A complexity theory for non-local quantum computation

TL;DR

This paper develops a complexity-theoretic framework for non-local quantum computation, establishing equivalences between key tasks and deriving bounds, thereby advancing understanding of resource requirements in quantum information processing.

Contribution

It introduces a resource-based reduction approach to compare NLQC tasks, proving equivalence of two main tasks and extending properties to $f$-measure, simplifying prior proofs.

Findings

$f$-measure and $f$-route are equivalent under $O(1)$ overhead reductions

Sub-exponential upper bounds on $f$-measure for all functions

Efficient protocols for functions in $ ext{Mod}_k ext{L}$

Abstract

Non-local quantum computation (NLQC) replaces a local interaction between two systems with a single round of communication and shared entanglement.
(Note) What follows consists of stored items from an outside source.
PR #4601, opened 2021-09-23
arch/arm: Remove -march and -mtune

xiaoxiang781216:
## Summary
since -mcpu is enough https://gcc.gnu.org/bugzilla/show_bug.cgi?id=58869

## Impact
Should be same as before


jerpelea (approved):
LGTM

PR #4603, opened 2021-09-23
[SECURITY]net/tcp: sanity check for the listen address

anchao:
## Summary

net/tcp: sanity check for the listen address

TCP stack only checks the visitor's port number on listening port,
which will cause external links to arbitrarily access local resources in the nuttx system:

```
client                                NUTTX server (192.168.1.101)

                                     listen (127.0.0.1):8888
connect (192.168.1.101:8888)   ->    accept (127.0.0.1):8888     (success) <-- here is the issue.

                                     listen (0.0.0.0):8889
connect (192.168.1.101:8889)   ->    accept (0.0.0.0):8889       (success)

                                     listen (192.168.1.101):8890
connect (192.168.1.101:8890)   ->    accept (192.168.1.101):8890 (success)
```

In this PR we added an address check on listener port and reject malicious connections if the address check failure

```
client                                NUTTX server (192.168.1.101)

                                     listen (127.0.0.1):8888
connect (192.168.1.101:8888)   ->    accept (127.0.0.1):8888     (Reject)
```

## Impact

tcp stack accept

## Testing

tcp test connect to the nuttx

```
client                                NUTTX server (192.168.1.101)

                                     listen (127.0.0.1):8888
connect (192.168.1.101:8888)   ->    accept (127.0.0.1):8888     (Reject)
```

### DIFF
--- a/net/tcp/tcp_listen.c
+++ b/net/tcp/tcp_listen.c
@@ -52,6 +52,7 @@
 #include <nuttx/net/net.h>
 
 #include "devif/devif.h"
+#include "inet/inet.h"
 #include "tcp/tcp.h"
 
 /****************************************************************************
@@ -78,9 +79,12 @@ static FAR struct tcp_conn_s *tcp_listenports[CONFIG_NET_MAX_LISTENPORTS];
  ****************************************************************************/
 
 #if defined(CONFIG_NET_IPv4) && defined(CONFIG_NET_IPv6)
-FAR struct tcp_conn_s *tcp_findlistener(uint16_t portno, uint8_t domain)
+FAR struct tcp_conn_s *tcp_findlistener(FAR union ip_binding_u *uaddr,
+                                        uint16_t portno,
+                                        uint8_t domain)
 #else
-FAR struct tcp_conn_s *tcp_findlistener(uint16_t portno)
+FAR struct tcp_conn_s *tcp_findlistener(FAR union ip_binding_u *uaddr,
+                                        uint16_t portno)
 #endif
 {
   int ndx;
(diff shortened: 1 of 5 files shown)


xiaoxiang781216 (approved):

net/tcp/tcp_listen.c
```diff
@@ -100,9 +104,35 @@ FAR struct tcp_conn_s *tcp_findlistener(uint16_t portno)
       if (conn && conn->lport == portno)
 #endif
         {
-          /* Yes.. we found a listener on this port */
+#ifdef CONFIG_NET_IPv6
+#  ifdef CONFIG_NET_IPv4
+          if (domain == PF_INET6)
+#  endif
+            {
+              if (net_ipv6addr_cmp(conn->u.ipv6.laddr, uaddr->ipv6.laddr) ||
```
gustavonihei, line 112: CI is broken due to missing `string.h` include

gustavonihei:
The changes seem fine, but I may lack the knowledge on the TCP stack for properly evaluating them.
Just a question: although it may be a security concern, isn't it valid to listen just to a port and accept connections from any address?
If I understood correctly, this won't be possible anymore, right?

net/tcp/tcp_listen.c
xiaoxiang781216: Yes, the header file which provided net_ipv6addr_cmp macro should include string.h to make self contained.

xiaoxiang781216:
> The changes seem fine, but I may lack the knowledge on the TCP stack for properly evaluating them.
> Just a question: although it may be a security concern, isn't it valid to listen just to a port and accept connections from any address?

yes, that is why the code pass the check if anyone of two addresses match. The hardcode one represent the any address. Caller can specify the netdev ip to accept the connection from only that device, or all zero ip to accept the connection from any netdev. Actually, this behaivour specify in the spec.

> If I understood correctly, this won't be possible anymore, right?

See the above comment.

gustavonihei:
> > The changes seem fine, but I may lack the knowledge on the TCP stack for properly evaluating them.
> > Just a question: although it may be a security concern, isn't it valid to listen just to a port and accept connections from any address?
> 
> yes, that is why the code pass the check if anyone of two addresses match. The hardcode one represent the any address. Caller can specify the netdev ip to accept the connection from only that device, or all zero ip to accept the connection from any netdev. Actually, this behaivour specify in the spec.
> 
> > If I understood correctly, this won't be possible anymore, right?
> 
> See the above comment.

Oh, right. I had misunderstood that part of the code. Thanks for the clarification.

gustavonihei (approved):

net/tcp/tcp_listen.c
anchao: Thanks, let me fix it

xiaoxiang781216 (approved):

xiaoxiang781216 (approved):

PR #4604, opened 2021-09-23
xtensa/esp32: Enable build system to download or build binaries from source

gustavonihei:
## Summary
This PR intends to add a new feature to the ESP32 build system for easing the provisioning of prebuilt binaries.
Depending on the choice of *Application Image Format*, the user must flash the following binaries to the chip's flash:

**Legacy image format (IDFboot)**
- `bootloader-esp32.bin`
- `partition-table-esp32.bin`

**MCUboot image format**
- `mcuboot-esp32.bin`

This PR adds two new optional **Make** targets: `bootloader` and `clean_bootloader`.
It also brings an implementation for ESP32 chips. Depending on the option selected by the user, this command will execute one the two operations:
1) Download prebuilt binaries (`ESP32_BOOTLOADER_DOWNLOAD_PREBUILT`, **default**)
2) Build binaries from source (`ESP32_BOOTLOADER_BUILD_FROM_SOURCE`)

Host dependencies for building the bootloader from source:
- CMake version 3.13

## Impact
New feature, should have no impact to the standard workflow of the build system.

## Testing
`make bootloader` for `esp32-devkitc:nsh` and `esp32-devkitc:mcuboot_confirm` configurations successfully downloads the prebuilt binaries.
And when selecting `ESP32_BOOTLOADER_BUILD_FROM_SOURCE` successfully builds the binaries from source.

### DIFF
--- a/tools/Makefile.unix
+++ b/tools/Makefile.unix
@@ -459,6 +459,26 @@ endif
 download: $(BIN)
 	$(call DOWNLOAD, $<)
 
+# bootloader
+#
+# Some architectures require the provisioning of a bootloader or other
+# functions required for properly executing the NuttX binary.
+# Make.defs files for those architectures should define a bootloader target
+# with the correct operations for that platform. It will generate an error
+# if the bootloader target is not defined.
+
+bootloader:
+	$(Q) $(MAKE) -C $(ARCH_SRC) bootloader
+
+# clean_bootloader
+#
+# Removes all of the files and directories created by the bootloader target.
+# It will generate an error if the clean_bootloader target is not defined on
+# the architecture-specific Makefile.
+
+clean_bootloader:
+	$(Q) $(MAKE) -C $(ARCH_SRC) clean_bootloader
+
 # pass1dep: Create pass1 build dependencies
 # pass2dep: Create pass2 build dependencies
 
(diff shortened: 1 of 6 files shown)


tools/esp32/Bootloader.mk
```diff
@@ -0,0 +1,123 @@
+############################################################################
+# tools/esp32/Bootloader.mk
```
xiaoxiang781216, line 2: Since this makefile generate the binary for target, not for PC, should we put it to arch/chip folder?

gustavonihei: Sure, it makes sense. Moved it to `arch/xtensa/src/esp32/`.
Thanks.

tools/Makefile.unix
```diff
@@ -459,6 +459,26 @@ endif
...
+bootloader:
+	$(Q) $(MAKE) -C $(ARCH_SRC) bootloader
+
+# clean_bootloader
+#
+# Removes all of the files and directories created by the bootloader target.
+# It will generate an error if the clean_bootloader target is not defined on
+# the architecture-specific Makefile.
+
+clean_bootloader:
```
xiaoxiang781216, line 479: should we add clean_bootloader to the dependence of distclean or clean?

gustavonihei: For now we can’t because `clean_bootloader` may not be implemented by some archs, which will break `distclean`.
It would require some yet-to-be-defined generic config to decide whether `distclean` should call `clean_bootloader` or not.

xiaoxiang781216: OK

xiaoxiang781216 (approved):

PR #4605, opened 2021-09-23
risc-v/esp32-c3: improvements and fix to esp32c3_rt_timer.c

saramonteiro:
## Summary

This PR:

1. Removes `_s` of non static variables from esp32c3_rt_timer.c.
2. Fix `pid` variable initialization.

## Impact

Prevent a potential bug in case `kthread_create` fails to create the thread. 

## Testing

Local test.


gustavonihei (approved):
LGTM

PR #4609, opened 2021-09-24
tools/ci/cibuild.sh: Update the downloaded ESP Xtensa toolchain.  

Ouss4:
## Summary
Update the downloaded ESP Xtensa toolchain.  
This updates the MacOs version and the (unused, for the CI at least) Linux version.  The Linux version was actually pointing to an old RC.
## Impact
CI
## Testing
Tested the new toolchain version on MacOS.

### DIFF
--- a/tools/ci/cibuild.sh
+++ b/tools/ci/cibuild.sh
@@ -211,15 +211,15 @@ function xtensa-esp32-gcc-toolchain {
     cd "${prebuilt}"
     case ${os} in
       Darwin)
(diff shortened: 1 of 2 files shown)


gustavonihei:
Isn't it better to also update the Dockerfile so that both Linux and macOS build with the same toolchain version?

Ouss4:
I was under the impression that the toolchain used in Docker is already up to date.  I remember Alan updated it some time ago.  But maybe it's not the latest I'll check.

gustavonihei (approved):

Ouss4:
OK. Docker updated. It wasn't as outdated as the one used in MacOS.

PR #4622, opened 2021-09-28
Copyright transfer

mubes:
## Summary
This patch simply transfers copyright of this module from myself to Greg Nutt.

### DIFF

Despite many partial results, it is known that a characterization of entanglement cost in at least certain NLQC tasks would imply significant breakthroughs in complexity theory. Here, we avoid these obstructions and take an indirect approach to understanding resource requirements in NLQC, which mimics the approach used by complexity theorists: we study the relative hardness of different NLQC tasks by identifying resource efficient reductions between them. Most significantly, we prove that $f$-measure and $f$-route, the two best studied NLQC tasks, are in fact equivalent under $O(1)$ overhead reductions. This result simplifies many existing proofs in the literature and extends several new properties to $f$-measure. For instance, we obtain sub-exponential upper bounds on $f$-measure for all functions, and efficient protocols for functions in the complexity class $\mathsf{Mod}_k\mathsf{L}$. Beyond this, we study a number of other examples of NLQC tasks and their relationships.